議事録というと会議の記録のイメージですが、実務では 合意事項と次アクションを固定する書面 です。
ここが弱いと、同じ事故が形を変えて繰り返されます。


押さえたいポイント

  • 議事録は会話の記録ではなく、合意事項・未決事項・次アクションを固定する文書である事

  • “原因”より先に、事実(Fact)と証拠(Evidence)を揃える事

  • 相手に送って終わりではなく、「異議なし(No objection)」を取って合意化する事


なぜ議事録が効くのか

トラブル時は、記憶と主張がぶつかります。
しかし議事録が、事実・判断・アクションに分解されていれば、次の交渉が進みます。

  • 何が起きたか(事実)

  • 何が原因候補か(仮説)

  • 何をするか(アクション)

  • いつまでに(期限)

  • 誰が(責任者)

これが揃うと、収束も再発防止も同時に進みます。


実務チェックリスト:議事録の“型”

  1. 案件情報:案件名、日付、参加者、対象貨物(PO/Invoice/B/L等)

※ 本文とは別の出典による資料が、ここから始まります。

Issue #1661, opened 2021-01-22
bibtex: take earliest good publication info, not most complete


michamos:
See https://inspirehep.zulipchat.com/#narrow/stream/195298-experts/topic/bibtex.20issues/near/223653296.

We should change the code in https://github.com/inspirehep/inspirehep/blob/e9280dc55bf69d38516ecbf7ab241b6a91d467e8/backend/inspirehep/records/marshmallow/literature/bibtex.py#L132-L142 to take the earliest (chronological, position in the array as a fallback) `publication_info` having all of  `journal_title`, `journal_volume`, `page_start`/`artid`.

PR #1753, opened 2021-03-09
bibtex: get_best_publication_info function updated

oguzdemirbasci:
Ref: #1661

### DIFF
--- a/backend/inspirehep/records/marshmallow/literature/bibtex.py
+++ b/backend/inspirehep/records/marshmallow/literature/bibtex.py
@@ -135,11 +135,16 @@ class BibTexCommonSchema(BaseSchema):
             entry
             for entry in publication_info
             if entry.get("material", "publication") == "publication"
+            and entry.get("journal_title")
+            and entry.get("journal_volume")
+            and (entry.get("artid") or entry.get("page_start"))
         ]
         if not only_publications:
             return {}
 
-        return sorted(only_publications, key=len, reverse=True)[0]
+        return sorted(
+            only_publications, key=lambda item: item.get("year", float("inf"))
+        )[0]
 
     def get_authors_with_role_author(self, data):
         return self.get_authors_with_role(data.get("authors", []), "author")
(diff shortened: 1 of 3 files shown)


backend/inspirehep/records/marshmallow/literature/bibtex.py
```diff
@@ -135,11 +135,16 @@ def get_best_publication_info(data):
             entry
             for entry in publication_info
             if entry.get("material", "publication") == "publication"
+            and entry.get("journal_title", "")
+            and entry.get("journal_volume", "")
+            and (entry.get("artid", "") or entry.get("page_start", ""))
```
drjova, line 140:
```suggestion
            and entry.get("journal_title")
            and entry.get("journal_volume")
            and (entry.get("artid") or entry.get("page_start"))
```

backend/inspirehep/records/marshmallow/literature/bibtex.py
```diff
@@ -135,11 +135,16 @@ def get_best_publication_info(data):
...
         ]
         if not only_publications:
             return {}
 
-        return sorted(only_publications, key=len, reverse=True)[0]
+        return sorted(
+            only_publications, key=lambda item: item.get("year", float("inf"))
+        )[0]
```
drjova, line 147: why we need different sorted?

oguzdemirbasci: It should return the earliest one.

drjova: can year be `None`? if yes I would add `[] and entry.get("year")` and we'll not need the `float(inf)`

oguzdemirbasci: In that case, it throws an error; `None` type cannot be compared with `int` type. And I thought the items with a year info should come before that the ones without year info, that's why I put `float(inf)` by default.

drjova: you can ignore the ones without `year` https://github.com/inspirehep/inspirehep/pull/1753/files#diff-33e33d63c34a6b46d8b67464e2c19087c32e16705c5589cf3aef05d824f432f0R138

oguzdemirbasci: @michamos Should we ignore the publications with no year info even if there is no publication having year data? In that case, It will return `none` while there are publications having all of `journal_title`, `journal_volume`, `page_start/artid` but not `year`.

drjova (approved):

Issue #1765, opened 2021-03-15
[UI] Bulk interface for assign conferences


drjova:
Create a new action item 'tools' in literature, visible only to curators and superusers with the options: 'assign conference'

The prototype is found here: https://www.figma.com/proto/TUAMWktXlnKLOivYGg9p2V/Other-collections?node-id=344%3A5206&viewport=1676%2C306%2C0.3636794090270996&scaling=min-zoom

Add a checkbox on the left of each search item in literature. (This exists already for authors). A checkbox next to the number of results should also be added that allows users to select all results.
Assign conference: A drawer with a conference search is displayed (similar to the claiming interface for authors). When the user selects the appropriate conference, a confirmation modal appears.

UI:
* Add a new route `curation` here https://github.com/inspirehep/inspirehep/blob/master/ui/src/App.jsx, and use the same components there (`curation/literature` etc.).
* If user is `curator` or `superuser` https://github.com/inspirehep/inspirehep/blob/master/ui/src/literature/containers/LiteratureSearchContainer.jsx#L98 add a drop down (as described in the mockup)
  * Disable drop down if search results are more than `9999` results

* If user is `curator` or `superuser` https://github.com/inspirehep/inspirehep/blob/master/ui/src/literature/containers/SearchPage.jsx#L21 create an AssignVIewContext as https://github.com/inspirehep/inspirehep/blob/master/ui/src/authors/containers/AuthorPublicationsContainer.jsx#L27-L36
 and an AssignDrawer as https://github.com/inspirehep/inspirehep/blob/master/ui/src/authors/components/AssignDrawer/AssignDrawer.jsx
  * Add the confirmation box
  * We should pass to the API the current  query for assigning conferences if user select all otherwise we should pass the recids of the selected record. Display an alert with a message from the API response.

@StellaCh what message should we display on success or error?

StellaCh:
Finally, we are going forward with the option to create a new interface for curators. What do you need to refine this solution?

StellaCh:
Regarding 
>@StellaCh what message should we display on success or error?
It should be the same messages we display for the claiming interface when we assign papers to authors.

StellaCh:
As discussed, if I have 500 results and I select the first page with 250 results we should display:

- [ ] 250/500 results

Issue #1735, opened 2021-03-02
Add BAI to Literature record in disambiguation


michamos:
Currently, during disambiguation we set `authors.record` to the ref of the author profile. We should also add the BAI of the author record, as that gets used in the search, or have a different mechanism to maintain the BAI in sync with the author record.

**TECH NOTES**
1. In matcher configs `AUTHOR_MATCHER_NAME_CONFIG`, `AUTHOR_MATCHER_NAME_INITIALS_CONFIG` and `AUTHOR_MATCHER_EXACT_CONFIG` add `ids` to `_source`. 
2. Create a new function `assign_bai_to_author` which will take matched authors as an argument and will assign bai to an author. The bai should be in `inner_hits.authors.hits.hits._source.ids`.
3. If [author reference was found](https://github.com/inspirehep/inspirehep/blob/6d3133b75b610243dce084cba3298c8cd89f4f30/backend/inspirehep/disambiguation/tasks.py#L114) call the `assign_bai_to_author` with `matched_records` as an argument.

michamos:
Current solution is incorrect: BAI should be added in all cases, not only when there is an exact match based on author identifiers, like has been done in #1772.

PR #1772, opened 2021-03-16
disambiguation: assign bai to author

MJedr:
Ref: #1735, #1765
* Fix matcher validator errors

### DIFF
--- a/backend/inspirehep/disambiguation/tasks.py
+++ b/backend/inspirehep/disambiguation/tasks.py
@@ -3,7 +3,7 @@ from celery import shared_task
 from flask import current_app
 from inspire_matcher.api import match
 from inspire_utils.name import ParsedName
-from inspire_utils.record import get_value
+from inspire_utils.record import get_value, get_values_for_schema
 from invenio_db import db
 from prometheus_client import Counter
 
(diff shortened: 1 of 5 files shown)


backend/inspirehep/disambiguation/tasks.py
```diff
@@ -105,16 +105,30 @@ def assign_reference_to_author_if_unambiguous_match(matched_authors_refs, author
...
     matched_authors_refs = get_record_refs_for_matched_literature_authors(
-        matched_records
+        matched_record_list
     )
     matched_ref = assign_reference_to_author_if_unambiguous_match(
         matched_authors_refs, author
     )
     if matched_ref:
+        author_ids = get_value(
+            matched_record_list[0], "inner_hits.authors.hits.hits._source.ids", []
```
drjova, line 117: what if `len(matched_record_list) == 0`?

MJedr: then there will be no matched_ref

drjova: It will raise an `IndexError` though

MJedr: No, because `matched_ref` is True only in case when there is one author match. 
https://github.com/inspirehep/inspirehep/blob/1aefc405c244823a29ca7b40f8555831abf52097/backend/inspirehep/disambiguation/tasks.py#L98-L102
So if there is no match reference can't be assigned (and `None` is returned from `assign_reference_to_author_if_unambiguous_match`) and this part of the code won't be executed.

drjova (approved):

Issue #1768, opened 2021-03-15
[Backend] Bulk interface for assign conferences 


drjova:
BACKEND:
Refactor https://github.com/inspirehep/inspirehep/blob/master/backend/inspirehep/assign/views.py#L67-L84 to be author specific and add 2 new endpoints for assigning conferences to literature:
1. Endpoint that accepts `recids` and create a celery task which will create a chain of update tasks  
~~2. Endpoint that accepts a search query and create a celery task which gets the `recids` from ES  and create a chain of update tasks~~

The API should return `200`, `400`  or `500`

pazembrz:
Literature record should be assigned as `conference paper` to conference unless the paper already has `proceedings` among `document_type`

PR #1774, opened 2021-03-17
backend: Bulk interface for assign conferences

pazembrz:
#1768

### DIFF
--- a/backend/inspirehep/assign/tasks.py
+++ b/backend/inspirehep/assign/tasks.py
@@ -1,0 +1,141 @@
+# -*- coding: utf-8 -*-
+#
+# Copyright (C) 2021 CERN.
+#
+# inspirehep is free software; you can redistribute it and/or modify it under
+# the terms of the MIT License; see LICENSE file for more details.
+import structlog
+from celery import shared_task
+from inspire_schemas.builders import LiteratureBuilder
+from invenio_db import db
+from invenio_pidstore.errors import PIDDoesNotExistError
+from jsonschema import ValidationError
+from sqlalchemy.exc import (
+    DisconnectionError,
+    OperationalError,
+    ResourceClosedError,
+    TimeoutError,
+    UnboundExecutionError,
+)
+from sqlalchemy.orm.exc import NoResultFound, StaleDataError
+
+from inspirehep.records.api import ConferencesRecord, LiteratureRecord
+from inspirehep.records.errors import MissingArgumentError
+
+LOGGER = structlog.getLogger()
+
+
+@shared_task(
+    ignore_results=False,
+    queue="assign",
+    acks_late=True,
+    retry_backoff=2,
+    retry_kwargs={"max_retries": 6},
+    autoretry_for=(
+        NoResultFound,
+        StaleDataError,
+        DisconnectionError,
+        TimeoutError,
+        UnboundExecutionError,
+        ResourceClosedError,
+        OperationalError,
+    ),
+)
+def assign_paper_to_conference(literature_recids, conference_recid):
+    try:
+        conference = ConferencesRecord.get_record_by_pid_value(conference_recid)
+    except PIDDoesNotExistError:
+        LOGGER.exception(
+            "Cannot assign papers to conference. Conference does not exist.",
+            conference_recid=conference_recid,
+        )
+    conference_ref = conference.get("self")
+    cnum = conference.get("cnum")
+    for recid in literature_recids:
+        try:
+            record = LiteratureRecord.get_record_by_pid_value(recid)
+        except PIDDoesNotExistError:
+            LOGGER.error(
+                "Cannot assign record to conference. Record does not exist.",
+                literature_recid=recid,
+                conference_recid=conference_recid,
+            )
+            continue
+        with db.session.begin_nested():
+            try:
+                updated_data = assign_conference(record, conference_ref, cnum)
+                record.update(updated_data)
+            except ValidationError as err:
+                LOGGER.exception(
+                    "Cannot assign conference to paper.",
+                    recid=recid,
+                    cnum=cnum,
+                    conference_recid=conference_recid,
+                    err=err,
+                )
+            except MissingArgumentError:
+                LOGGER.error(
+                    "CNUM and conference $ref are required.",
+                    cnum=cnum,
+                    conference_ref=conference_ref,
+                    record_recid=recid,
+                )
+    db.session.commit()
+
+
+def assign_conference(record, conference_ref, cnum):
+    builder = LiteratureBuilder(record=record)
+    if not cnum:
+        raise MissingArgumentError("cnum is required.")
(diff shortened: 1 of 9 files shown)


backend/inspirehep/assign/tasks.py
```diff
@@ -0,0 +1,141 @@
...
+def assign_paper_to_conference(literature_recids, conference_recid):
+    try:
+        conference = ConferencesRecord.get_record_by_pid_value(conference_recid)
+    except PIDDoesNotExistError:
+        LOGGER.exception(
+            "Cannot assign papers to conference. Conference does not exist.",
+            conference_recid=conference_recid,
+        )
+    conference_ref = conference.get("self")
+    cnum = conference.get("cnum")
```
MJedr, line 53: Aren't they always present?

backend/inspirehep/assign/tasks.py
```diff
@@ -0,0 +1,141 @@
...
+
+
+def assign_conference(record, conference_ref, cnum):
+    builder = LiteratureBuilder(record=record)
+    if not cnum:
+        raise MissingArgumentError("cnum is required.")
+    if not conference_ref:
+        raise MissingArgumentError("$ref is required.")
+
+    if not {"proceedings", "conference paper"}.intersection(
```
MJedr, line 93: Why is that? For example if `document_type` is `article` why you are changing it?

MJedr (commented):
So finally we always pass recids to the task (even if all the records were selected)?

backend/inspirehep/assign/tasks.py
pazembrz: https://github.com/inspirehep/inspire-schemas/blob/afc2553e150fc83e72aa3187926caa126a0a096d/inspire_schemas/records/conferences.yml#L98-L100 https://github.com/inspirehep/inspire-schemas/blob/afc2553e150fc83e72aa3187926caa126a0a096d/inspire_schemas/records/conferences.yml#L265-L266
They are not mandatory. It's possible that some old conference is missing those.

backend/inspirehep/assign/tasks.py
pazembrz: > So finally we always pass recids to the task (even if all the records were selected)?
Yes.

pazembrz: I'm not changing this, I'm adding another document_type. This requirement was added when I was working on the task https://github.com/inspirehep/inspirehep/issues/1768#issuecomment-800209835

pazembrz:
> So finally we always pass recids to the task (even if all the records were selected)?

Yes.

backend/inspirehep/assign/views.py
```diff
@@ -64,9 +66,9 @@ def assign_to_author(from_author_recid, to_author_recid, literature_recids):
     unstub_author_by_recid(to_author_recid)
 
 
-@blueprint.route("", methods=["POST"])
+@blueprint.route("authors", methods=["POST"])
 @login_required_with_roles([Roles.cataloger.value])
-def assign_view():
+def author_assign_view():
```
drjova, line 71:
```suggestion
def authors_assign_view():
```

backend/inspirehep/assign/views.py
```diff
@@ -82,3 +84,37 @@ def assign_view():
...
+
+
+@blueprint.route("literature_conferences", methods=["POST"])
+@login_required_with_roles([Roles.cataloger.value])
+def literature_assign_conferences_view():
+    body = request.get_json()
+    conference_recid = body.get("conference_recid")
+    literature_recids = body.get("literature_recids")
+
+    if not conference_recid or not literature_recids:
```
drjova, line 96: Instead I would use `@parser.use_args` decorator to check the args

backend/inspirehep/assign/views.py
```diff
@@ -82,3 +84,37 @@ def assign_view():
     if to_author_recid is None:
         return jsonify({"stub_author_id": stub_author_id}), 200
     return jsonify({"message": "Success"}), 200
+
+
+@blueprint.route("literature_conferences", methods=["POST"])
```
drjova, line 89:
```suggestion
@blueprint.route("conference", methods=["POST"])
```

backend/inspirehep/assign/views.py
```diff
@@ -64,9 +66,9 @@ def assign_to_author(from_author_recid, to_author_recid, literature_recids):
     unstub_author_by_recid(to_author_recid)
 
 
-@blueprint.route("", methods=["POST"])
+@blueprint.route("authors", methods=["POST"])
```
drjova, line 69:
```suggestion
@blueprint.route("author", methods=["POST"])
```

backend/inspirehep/assign/views.py
pazembrz: But this is not bulk like action, we are assigning/replacing one author for another in multiple papers. I don't think that `authors` here will be correct.

backend/inspirehep/assign/views.py
pazembrz: :+1:

backend/inspirehep/assign/views.py
pazembrz: :+1:

backend/inspirehep/assign/views.py
pazembrz: :+1:

backend/inspirehep/assign/tasks.py
```diff
@@ -0,0 +1,141 @@
...
+    retry_kwargs={"max_retries": 6},
+    autoretry_for=(
+        NoResultFound,
+        StaleDataError,
+        DisconnectionError,
+        TimeoutError,
+        UnboundExecutionError,
+        ResourceClosedError,
+        OperationalError,
+    ),
```
drjova, line 42: aren't we use this errors everywhere? can we move them and reuse the same?

backend/inspirehep/assign/views.py
```diff
@@ -82,3 +87,43 @@ def assign_view():
...
+            400,
+        )
+
+    if not isinstance(literature_recids, list):
+        return (
+            jsonify(
+                {"message": "literature_recids has to be a list of literature recids"}
+            ),
+            400,
+        )
```
drjova, line 121: we don't need these checks with the parser

pazembrz: Ah, yes. You are right ;)

backend/inspirehep/assign/tasks.py
pazembrz: We use similar ones in migrator tasks, they are not 100% identical, so I would have to create a common group of exceptions and manually add rest of them in proper places. It's not used that often to be worth additional complexity IMHO.

drjova (approved):

drjova (approved):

  2. 事実(Fact):いつ/どこで/何が/どの程度(写真・数量・箱No.)

  3. 影響(Impact):納期、現場、コスト(デマレージ等)への影響

  4. 原因仮説(Hypothesis):輸送/梱包/製造/仕様/取扱いに分類して整理

  5. 合意事項(Agreed):双方で合意した事だけを明記(曖昧な表現は避ける)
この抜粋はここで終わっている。